Posted by Ros Hodgekiss

14 Comments

  • Neil Lewin
    28th November

    Interesting question… I think on balance if someone has gone to the trouble to set up the auto response, then it suggests they still want to receive the emails they were getting.

    If I wanted to start afresh, I’d tell people using some other means, not an auto responder that everyone would see!

  • Andy Francis
    28th November

    Do they give you permission to send? Well the easy answer is no as you need expressed permission on each unique email address in your mailing list and an auto reply is not expressed permission.

    We have seen auto-replies where people have included a disclaimer of sorts along the lines of “you do not have my permission to add this address to your mailing list” but that’s rare.

    At the end of the day this will only become a problem for a sender if/when someone reports you for spam and demands to know how their email address got on to your list.
    Ask yourself if the answer “we took it from your auto-reply” would be accepted…I suspect not.

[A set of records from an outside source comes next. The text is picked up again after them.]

PR #1320, opened 2021-06-17
New compiler: Bug fix: Disallow "this" parameter for static extender function

fernewelten:
The new compiler let through:
```import static int Foo(this Bar *);```

Judging from the `static` keyword, the function `Foo()` must be static, but in this case it doesn't have any `this` pointer, which collides with `this Bar *` part. So this declaration is nonsensical.  This PR makes the compiler balk if whenever encounters that kind of code.

(The correct way of declaring a static extender function would be `import int Foo(static Bar);`).


ivan-mogilko:
By the way, I noticed that compiler allows to declare `static` imports outside of the struct.

Issue #1297, opened 2021-05-28
Unicode support


ivan-mogilko:
# Unicode support

This ticket's purpose is to gather a list of components in the editor and engine which will be necessary to adjust for unicode support, as well as any potential issues.

## Game data

Game data contains text as byte arrays. There's nothing preventing to write and interpret these as utf8 strings. The length fields will have to keep their meaning of _size-in-bytes_ because there's no direct conversion between length in bytes and string length in utf8.

It's preferable to remove remaining arbitrary length limits in data format, esp. if they are small, because non-latin unicode text requires more memory. What was barely enough for latin names may be not enough for non-latin ones.

We probably may need an identification of the text format in the game data. Of course we could use just a format number, but still it may be good to have text format id too for safety, and in case we will need to support variants in the future.
Each data file that may contain text should have it: main game data, room file, compiled translation (TRA), compiled script too.
(**UPDATE:** After (#1321) TRS/TRA formats support encoding hints.)

## Editor and tools

As a .NET application Editor itself is already unicode compatible at least in terms of UI.
The script editor is under question though and should be checked.

The most important part is link between editor's fields and native game data and serialization functions. This is where most strings are converted from unicode into byte-char ANSI strings.

Another point of interest is translation compilator. TRS source files themselves are just text, and could be saved in utf8. But current TRA compiler does not understand utf8 and writes faulty data.
(**UPDATE:** After (#1321) TRS/TRA formats support encoding hints, which translation compiler writes and engine is taught to check.)

Font preview in the editor should be redone. Currently it simply draws first 256 characters of the font onto bitmap and displays that bitmap. That would be not optimal neither convenient for a unicode font preview.

## Script format and compiler

Script compiler must support scripts in utf8. It may require an option telling whether to expect ascii or utf8 source and convert if necessary (provided this option indicates an ANSI codepage).
But I think even in ascii mode the utf8 scripts (without BOM) may be maintained correctly so long as there's no unicode characters in the code itself. The *texts* (in double quotes) are likely viewed just as arrays of chars by compiler, so they may be accepted and written as-is.

Speaking of utf8 scripts, there's an interesting question of whether we need to also support unicode in the script names, because editor will support it in property fields by default. We could if it's not too hard to do, then users would be able to give non-latin names to the code symbols... I won't call this a priority though. But while this is not done we'll have to keep converting script names to ascii when generating script headers.

## Script API

[...]

PR #1321, opened 2021-06-20
Partial Unicode support in the engine (UTF-8 translations)

### LINKED ISSUE #662: ags3 linux: can't open datafiles in path with utf8 chars
to reproduce:
- launch linux
- extract this game: https://0x0.st/zouS.rar (agsarchives.com/bicycle/mmm/MMM\ 016\ -\ Meteor\ Family\ -\ Die\ Rückkehr\ des\ Meteoriten.rar) with `7z x filename.rar`
- cd into the resulting directory
- `rm *.lnk ; mv Files/* .`
- ags mmgui.exe

results in 
```
Game data file could not be found. Search path used: '/home/rofl/games/ags/mmm/Maniac Mansion Mania 016 - Meteor Family - Die R�ckkehr des Meteoriten/mmmgui.exe'
ERROR: Unable to find game data files. The necessary files are either missing or are of unsupported format.Usage: ags [OPTIONS] [GAMEFILE or DIRECTORY]
```
it seems the utf8 sequence `R\303\274ckkehr` is transformed into `R\374ckkehr` during the code leading to search_for_game_data_file (filename=...)
    at main/engine.cpp:303

i see 2 issues here:
1) the obvious bug of modifying the path string
2) the usage of a full path rather than just `.` for the directory or even just the plain filename without any directory components, as passed on the command line

ivan-mogilko:
Addresses #1297
Resolves #662 (or so I hope)

This implements partial unicode (UTF-8, to be precise) support in the engine, with an effort to maintain backwards compatibility at the same time.

Supports loading translations saved as UTF-8 (*without* BOM), with an encoding hint (see below). Unicode in the game data itself (game properties and script) is not yet supported: these would require additional changes to editor, and maybe to game format.

Obviously, for displaying unicode text one would have to provide a proper unicode font (not the hacky ANSI-codepage-compatible fonts that are normally used with AGS).

Also file paths are now strictly UTF-8, which suppose to resolve #662.

---

### Implementation notes

The biggest problem with backward compatibility is that ASCII text in AGS is not a strict ASCII, as engine and editor let game devs to use extended char values (127 - 255) and write texts in corresponding ANSI codepage (of course that requires fonts compatible with that codepage). For this reason we cannot just replace all string functions with utf-8 equivalents so long as we want to load old games.

Current solution utilizes text functions provided by allegro library, because they may switch meaning depending on text format setting. Thus same engine code may work for both ascii and utf-8, with the few exceptions.

When the game is loaded the text format is set to ASCII (current default). When a translation is loaded the engine will check its encoding hint and switch to either ASCII or UTF-8 (ASCII is applied also if no hint is found).

Previously I was thinking about having to switch encoding every time when the engine has to work with filepaths (and then back), but in the end decided to take alternate route. Instead I adjusted allegro library code (which is embedded in the engine now), and made all the file functions always use UTF-8 unconditionally. This is done through macros to reduce changes in code.

---

### Translation

TRS (translation source) now supports two additional options: "Encoding" and "GameEncoding" along with the existing ones in the header. For "Encoding" the only supported value really is "UTF-8", and any other, or no value, is interpreted as "ASCII".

    However, frankly we consistently update peoples records when these auto-replies come in and will continue to do so. We would prefer to increase the chances of conversions through email marketing to these people rather than risking someone getting grumpy over where I have got their data from.

  • Julian Wellings
    28th November

    Maybe the difference here Ros is whether it’s an auto reply or a manual one. For manual replies I or my customers always change them. It’s no different to any other customer service email.
    For auto replies if you’ve sent to a large list of business email addresses it’s potentially a time consuming job to filter* out the “change my address” emails and action them. So I’d tend to concur with the point you make above (“bothers us the most”) and not action them.
    * I think you did a blog post on this a while back.

  • Christian
    28th November

    On a separate, but somewhat related note: Are we able to edit syntax errors? I.E. gamil.com, yahoo.comm, etc.

  • Ros Hodgekiss
    28th November

    Julian - You’ve hit the nail on the head, I dare say autoreplies and manually-sent requests to change one’s email address should be treated differently.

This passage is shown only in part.